### [Aim of the task]
In the following material, identify every line holding the string "AtomicUsize" and return it.

### [Excerpted data]
**********

PR #2357, opened 2024-11-27
Track dropped spans and logs due to full buffer

### LINKED ISSUE #2273: Internal logging in BatchProcessor when buffer full
Opening a separate issue to specifically tracking internal logging when BatchProcessor gets full.
https://github.com/open-telemetry/opentelemetry-rust/issues/2175#issuecomment-2394816345

1. We certainly don't want to log each time the buffer is full
2. A good balance might be to keep a count of items-dropped-due-to-buffer-full.
3. This count can be exposed as a Metric itself.
4. And/Or this count can be emitted as a internal log upon shutdown/drop with severity WARN if non-zero items were dropped.

2,4 is what OTel .NET has implemented: See https://github.com/open-telemetry/opentelemetry-dotnet/blob/main/src/OpenTelemetry/BatchExportProcessor.cs#L102 and https://github.com/open-telemetry/opentelemetry-dotnet/blob/main/src/OpenTelemetry/BatchExportProcessor.cs#L207

scottgerring:
Fixes #2273

## Changes

As suggested in #2273, this change adds a counter and a metric for dropped spans and logs; the counter is used to log total drop count at exporter shutdown, the metric is used to export this information.

### DIFF
--- a/opentelemetry-sdk/src/logs/log_processor.rs
+++ b/opentelemetry-sdk/src/logs/log_processor.rs
@@ -156,7 +156,6 @@ pub struct BatchLogProcessor<R: RuntimeChannel> {
     message_sender: R::Sender<BatchMessage>,
 
     // Track dropped logs. We'll log this at shutdown and also emit
-    // as a metric.
     dropped_logs_count: AtomicUsize,
 
     // Track the maximum queue size that was configured for this processor
@@ -180,11 +179,11 @@ impl<R: RuntimeChannel> LogProcessor for BatchLogProcessor<R> {
 
         // TODO - Implement throttling to prevent error flooding when the queue is full or closed.
         if result.is_err() {
-            // Increment dropped logs counter and metric. The first time we have top drop a log,
+            // Increment dropped logs count. The first time we have to drop a log,
             // emit a warning.
             if self.dropped_logs_count.fetch_add(1, Ordering::Relaxed) == 0 {
                 otel_warn!(name: "BatchLogProcessor.LogDroppingStarted",
-                    message = "Beginning to drop log messages due to full exporter queue.");
+                    message = "BatchLogProcessor dropped a LogRecord due to queue full/internal errors. No further log will be emitted for further drops until Shutdown. During Shutdown time, a log will be emitted with exact count of total logs dropped.");
             }
         }
     }
@@ -208,7 +207,7 @@ impl<R: RuntimeChannel> LogProcessor for BatchLogProcessor<R> {
                 name: "BatchLogProcessor.LogsDropped",
                 dropped_logs_count = dropped_logs,
                 max_queue_size = max_queue_size,
-                message = "Logs were dropped due to a full or closed queue. The count represents the total count of lost logs in the lifetime of the BatchLogProcessor. Consider increasing the queue size and/or decrease delay between intervals."
+                message = "Logs were dropped due to a queue being full or other error. The count represents the total count of lost dropped in the lifetime of this BatchLogProcessor. Consider increasing the queue size and/or decrease delay between intervals."
             );
         }
 
--- a/opentelemetry-sdk/src/logs/log_processor.rs
+++ b/opentelemetry-sdk/src/logs/log_processor.rs
@@ -207,7 +207,7 @@ impl<R: RuntimeChannel> LogProcessor for BatchLogProcessor<R> {
                 name: "BatchLogProcessor.LogsDropped",
                 dropped_logs_count = dropped_logs,
                 max_queue_size = max_queue_size,
-                message = "Logs were dropped due to a queue being full or other error. The count represents the total count of lost dropped in the lifetime of this BatchLogProcessor. Consider increasing the queue size and/or decrease delay between intervals."
+                message = "Logs were dropped due to a queue being full or other error. The count represents the total count of log records dropped in the lifetime of this BatchLogProcessor. Consider increasing the queue size and/or decrease delay between intervals."
             );
         }
 
--- a/opentelemetry-sdk/src/logs/log_processor.rs
+++ b/opentelemetry-sdk/src/logs/log_processor.rs
@@ -11,9 +11,11 @@ use futures_util::{
 };
 #[cfg(feature = "spec_unstable_logs_enabled")]
 use opentelemetry::logs::Severity;
-use opentelemetry::{otel_debug, otel_error, otel_warn, InstrumentationScope};
+use opentelemetry::{
+    global, metrics::Counter, otel_debug, otel_error, otel_warn, InstrumentationScope,
+};
 
-use std::sync::atomic::AtomicBool;
+use std::sync::atomic::{AtomicBool, AtomicUsize, Ordering};
 use std::{cmp::min, env, sync::Mutex};
 use std::{
     fmt::{self, Debug, Formatter},
@@ -154,6 +156,11 @@ impl LogProcessor for SimpleLogProcessor {
 /// them at a pre-configured interval.
 pub struct BatchLogProcessor<R: RuntimeChannel> {
     message_sender: R::Sender<BatchMessage>,
+
+    // Track dropped logs. We'll log this at shutdown and also emit
+    // as a metric.
+    dropped_logs_count: AtomicUsize,
+    dropped_logs_metric: Counter<u64>,
 }
 
 impl<R: RuntimeChannel> Debug for BatchLogProcessor<R> {
@@ -172,11 +179,10 @@ impl<R: RuntimeChannel> LogProcessor for BatchLogProcessor<R> {
         )));
 
         // TODO - Implement throttling to prevent error flooding when the queue is full or closed.
-        if let Err(err) = result {
-            otel_error!(
-                name: "BatchLogProcessor.Export.Error",
-                error = format!("{}", err)
-            );
+        if result.is_err() {
+            // Increment dropped logs counter and metric
+            self.dropped_logs_count.fetch_add(1, Ordering::Relaxed);
+            self.dropped_logs_metric.add(1, &[]);
         }
     }
 
@@ -192,6 +198,15 @@ impl<R: RuntimeChannel> LogProcessor for BatchLogProcessor<R> {
     }
 
     fn shutdown(&self) -> LogResult<()> {
+        let dropped_logs = self.dropped_logs_count.load(Ordering::Relaxed);
+        if dropped_logs > 0 {
+            otel_warn!(
+                name: "BatchLogProcessor.Shutdown",
+                dropped_logs = dropped_logs,
+                message = "Logs were dropped due to a full buffer."
+            );
+        }
+
         let (res_sender, res_receiver) = oneshot::channel();
         self.message_sender
             .try_send(BatchMessage::Shutdown(res_sender))
@@ -296,8 +311,18 @@ impl<R: RuntimeChannel> BatchLogProcessor<R> {
                 }
             }
         }));
+
+        let dropped_logs_metric = global::meter("opentelemetry")
+            .u64_counter("dropped_logs")
+            .with_description("Number of logs dropped due to full buffer")
+            .build();
+
         // Return batch processor with link to worker
-        BatchLogProcessor { message_sender }
+        BatchLogProcessor {
+            message_sender,
+            dropped_logs_count: AtomicUsize::new(0),
+            dropped_logs_metric,
+        }
     }
 
     /// Create a new batch processor builder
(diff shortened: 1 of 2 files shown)


opentelemetry-sdk/src/logs/log_processor.rs
```diff
@@ -296,8 +311,18 @@ impl<R: RuntimeChannel> BatchLogProcessor<R> {
                 }
             }
         }));
+
+        let dropped_logs_metric = global::meter("opentelemetry")
```
cijothomas, line 315: I'd suggest holding off from exposing these via OTel metrics.
1. Fetching meter from global only works if user has already set a global meter provider. There is no document guiding them to setup Metrics signal before logs/traces, so by default, this is not guaranteed to work.
2. We cannot guarantee the name of the metric nor the name of the attributes. OTel spec/convention is planning to add one for the same, and we need to wait until it lands (We can offer OTel Rust as one of the language to prototype this to support spec/semantic convention)

opentelemetry-sdk/src/logs/log_processor.rs
```diff
@@ -172,11 +179,10 @@ impl<R: RuntimeChannel> LogProcessor for BatchLogProcessor<R> {
         )));
 
         // TODO - Implement throttling to prevent error flooding when the queue is full or closed.
-        if let Err(err) = result {
-            otel_error!(
-                name: "BatchLogProcessor.Export.Error",
-                error = format!("{}", err)
-            );
+        if result.is_err() {
```
cijothomas, line 182: for the very first time, lets also emit an internal log informing the user about data drop.

opentelemetry-sdk/src/logs/log_processor.rs
```diff
@@ -192,6 +198,15 @@ impl<R: RuntimeChannel> LogProcessor for BatchLogProcessor<R> {
     }
 
     fn shutdown(&self) -> LogResult<()> {
+        let dropped_logs = self.dropped_logs_count.load(Ordering::Relaxed);
+        if dropped_logs > 0 {
+            otel_warn!(
+                name: "BatchLogProcessor.Shutdown",
```
cijothomas, line 204:
```suggestion
                name: "BatchLogProcessor.LogsDropped",
```

opentelemetry-sdk/src/logs/log_processor.rs
```diff
@@ -192,6 +198,15 @@ impl<R: RuntimeChannel> LogProcessor for BatchLogProcessor<R> {
...
+                dropped_logs = dropped_logs,
```
cijothomas, line 205:
```suggestion
                dropped_logs_count= dropped_logs,
```

opentelemetry-sdk/src/logs/log_processor.rs
```diff
@@ -192,6 +198,15 @@ impl<R: RuntimeChannel> LogProcessor for BatchLogProcessor<R> {
...
+                message = "Logs were dropped due to a full buffer."
```
cijothomas, line 206:
```suggestion
                message = "Logs were dropped due to full buffer. The count represents the total count of lost logs in the lifetime of the BatchLogProcessor. Consider increasing the queue size and/or decrease delay between intervals."
```

opentelemetry-sdk/src/logs/log_processor.rs
```diff
@@ -192,6 +198,15 @@ impl<R: RuntimeChannel> LogProcessor for BatchLogProcessor<R> {
...
+            );
```
cijothomas, line 207: would be nice to also include an attribute for the max queue size the batchprocessor was operating with.

opentelemetry-sdk/src/logs/log_processor.rs
cijothomas, line 206: I am unsure if it is correct to state that logs were dropped due to Buffer full. It looks like there could be other reasons too?

cijothomas (changes requested):
Thanks for working on this! Left my comments in the PR.
OTel internal metrics is something we can add, but not right away:
https://github.com/open-telemetry/opentelemetry-rust/pull/2357/files#r1860843464

opentelemetry-sdk/src/logs/log_processor.rs
scottgerring: Added this to each processor:

https://github.com/open-telemetry/opentelemetry-rust/blob/b626d7f5b00c336b0d1c263df9e43521269d8bee/opentelemetry-sdk/src/logs/log_processor.rs#L185-L188

opentelemetry-sdk/src/logs/log_processor.rs
scottgerring: Applied

opentelemetry-sdk/src/logs/log_processor.rs
scottgerring: I think the only other reason is the queue is closed; i've updated the messages to reflect that

opentelemetry-sdk/src/logs/log_processor.rs
```diff
@@ -154,6 +154,13 @@ impl LogProcessor for SimpleLogProcessor {
 /// them at a pre-configured interval.
 pub struct BatchLogProcessor<R: RuntimeChannel> {
     message_sender: R::Sender<BatchMessage>,
+
+    // Track dropped logs. We'll log this at shutdown and also emit
```
cijothomas, line 158: nit: remove the comment about emit as metric that was removed.

opentelemetry-sdk/src/logs/log_processor.rs
```diff
@@ -154,6 +154,13 @@ impl LogProcessor for SimpleLogProcessor {
...
+    // as a metric.
+    dropped_logs_count: AtomicUsize,
+
+    // Track the maximum queue size that was configured for this processor
+    max_queue_size: usize,
```
cijothomas, line 163: odd that we have to store this here just for logging purposes, but not an issue!

opentelemetry-sdk/src/logs/log_processor.rs
```diff
@@ -192,6 +201,17 @@ impl<R: RuntimeChannel> LogProcessor for BatchLogProcessor<R> {
...
 
     fn shutdown(&self) -> LogResult<()> {
+        let dropped_logs = self.dropped_logs_count.load(Ordering::Relaxed);
+        let max_queue_size = self.max_queue_size;
+        if dropped_logs > 0 {
+            otel_warn!(
+                name: "BatchLogProcessor.LogsDropped",
+                dropped_logs_count = dropped_logs,
+                max_queue_size = max_queue_size,
+                message = "Logs were dropped due to a full or closed queue. The count represents the total count of lost logs in the lifetime of the BatchLogProcessor. Consider increasing the queue size and/or decrease delay between intervals."
```
cijothomas, line 211:
```suggestion
                message = "Logs were dropped due to a queue being full or other error. The count represents the total count of lost dropped in the lifetime of this BatchLogProcessor. Consider increasing the queue size and/or decrease delay between intervals."
```

Given this is for end-users, I think we cannot use "closed queue", as that is strictly internal implementation that we use a channel which has the possibility of being closed. See if my above suggestion is good. Happy to get other feedback as well.
Also, we can improve the messaging in the future also based on feedbacks we get, so no need to block this PR.

opentelemetry-sdk/src/logs/log_processor.rs
```diff
@@ -172,11 +179,13 @@ impl<R: RuntimeChannel> LogProcessor for BatchLogProcessor<R> {
         )));
 
         // TODO - Implement throttling to prevent error flooding when the queue is full or closed.
-        if let Err(err) = result {
-            otel_error!(
-                name: "BatchLogProcessor.Export.Error",
-                error = format!("{}", err)
-            );
+        if result.is_err() {
+            // Increment dropped logs counter and metric. The first time we have top drop a log,
```
cijothomas, line 183:
```suggestion
            // Increment dropped logs count. The first time we have to drop a log,
```

opentelemetry-sdk/src/logs/log_processor.rs
```diff
@@ -154,6 +154,13 @@ impl LogProcessor for SimpleLogProcessor {
 /// them at a pre-configured interval.
 pub struct BatchLogProcessor<R: RuntimeChannel> {
     message_sender: R::Sender<BatchMessage>,
+
+    // Track dropped logs. We'll log this at shutdown and also emit
+    // as a metric.
```
scottgerring, line 159:
```suggestion
```

cijothomas (approved):
Thanks! 
Left some suggestions for improved log messages.

opentelemetry-sdk/src/logs/log_processor.rs
scottgerring: LGTM. I defer entirely to your experience on the way we speak to users!

opentelemetry-sdk/src/logs/log_processor.rs
scottgerring:
```suggestion
// Track dropped logs - we'll log this at shutdown
```

scottgerring:
Changes applied - should be good to go once the builds are done !

opentelemetry-sdk/src/logs/log_processor.rs
```diff
@@ -192,6 +200,17 @@ impl<R: RuntimeChannel> LogProcessor for BatchLogProcessor<R> {
...
 
     fn shutdown(&self) -> LogResult<()> {
+        let dropped_logs = self.dropped_logs_count.load(Ordering::Relaxed);
+        let max_queue_size = self.max_queue_size;
+        if dropped_logs > 0 {
+            otel_warn!(
+                name: "BatchLogProcessor.LogsDropped",
+                dropped_logs_count = dropped_logs,
+                max_queue_size = max_queue_size,
+                message = "Logs were dropped due to a queue being full or other error. The count represents the total count of lost dropped in the lifetime of this BatchLogProcessor. Consider increasing the queue size and/or decrease delay between intervals."
```
utpilla, line 210:
```suggestion
                message = "Logs were dropped due to a queue being full or other error. The count represents the total count of log records dropped in the lifetime of this BatchLogProcessor. Consider increasing the queue size and/or decrease delay between intervals."
```

cijothomas:
@lalitb @utpilla Could you take a look? If I get one more approval, I plan to include this for today's release (0.27.1)

opentelemetry-sdk/src/trace/span_processor.rs
```diff
@@ -249,11 +256,14 @@ impl<R: RuntimeChannel> SpanProcessor for BatchSpanProcessor<R> {
...
-                name: "BatchSpanProcessor.OnEnd.ExportQueueingFailed",
-                reason = format!("{:?}", TraceError::Other(err.into()))
-            );
+        // If the queue is full, and we can't buffer a span
+        if result.is_err() {
+            // Increment the number of dropped spans. If this is the first time we've had to drop,
+            // emit a warning.
+            if self.dropped_spans_count.fetch_add(1, Ordering::Relaxed) == 0 {
+                otel_warn!(name: "BatchSpanProcessor.SpanDroppingStarted",
+                    message = "Beginning to drop span messages due to full exporter queue.");
```
utpilla, line 265: Let's be consistent with the message in `BatchLogProcessor`.
```suggestion
                    message = "Beginning to drop span messages due to full/internal errors. No further log will be emitted for further drops until Shutdown. During Shutdown time, a log will be emitted with exact count of total spans dropped.");
```

utpilla (approved):
Left a suggestion to be consistent with the message content for both the batch processor.

opentelemetry-sdk/src/logs/log_processor.rs
lalitb: I believe we can avoid this by moving the logging of dropped logs (otel_warn!) from the shutdown() method to the worker's Shutdown message processing.

lalitb:
Would be good to include a unit test to validate that the dropped logs count is correctly reflected during shutdown. Since the field is private, we could consider adding a test-only accessor method to retrieve it. That said, if this is time-sensitive and needs to be included in today's release, can be done separately.

cijothomas:
> Would be good to include a unit test to validate that the dropped logs count is correctly reflected during shutdown. Since the field is private, we could consider adding a test-only accessor method to retrieve it. That said, if this is time-sensitive and needs to be included in today's release, can be done separately.

I think we have orchestrated such a test in OTel .NET, so we can copy some ideas.

cijothomas:
@scottgerring I edited the PR Title ("chore: Track dropped spans and logs due to full buffer"), to remove "chore" from it.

**********

### [Output of the exercise]
     dropped_logs_count: AtomicUsize,
+use std::sync::atomic::{AtomicBool, AtomicUsize, Ordering};
+    dropped_logs_count: AtomicUsize,
+            dropped_logs_count: AtomicUsize::new(0),
+    dropped_logs_count: AtomicUsize,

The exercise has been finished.